DATASET ENTRIES -
+ + + +

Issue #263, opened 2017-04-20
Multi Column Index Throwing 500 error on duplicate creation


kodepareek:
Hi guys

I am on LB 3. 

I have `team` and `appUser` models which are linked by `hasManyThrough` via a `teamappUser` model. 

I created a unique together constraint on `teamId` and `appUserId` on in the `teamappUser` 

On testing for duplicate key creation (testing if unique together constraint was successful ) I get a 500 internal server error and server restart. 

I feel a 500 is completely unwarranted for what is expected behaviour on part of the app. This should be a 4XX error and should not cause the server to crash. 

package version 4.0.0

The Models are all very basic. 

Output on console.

+ + + +

Copy out the data shown above without altering anything.

SOLUTION TO THIS TASK -
Issue #263, opened 2017-04-20
Multi Column Index Throwing 500 error on duplicate creation


kodepareek:
Hi guys

I am on LB 3. 

I have `team` and `appUser` models which are linked by `hasManyThrough` via a `teamappUser` model. 

I created a unique together constraint on `teamId` and `appUserId` on in the `teamappUser` 

On testing for duplicate key creation (testing if unique together constraint was successful ) I get a 500 internal server error and server restart. 

I feel a 500 is completely unwarranted for what is expected behaviour on part of the app. This should be a 4XX error and should not cause the server to crash. 

package version 4.0.0

The Models are all very basic. 

Output on console.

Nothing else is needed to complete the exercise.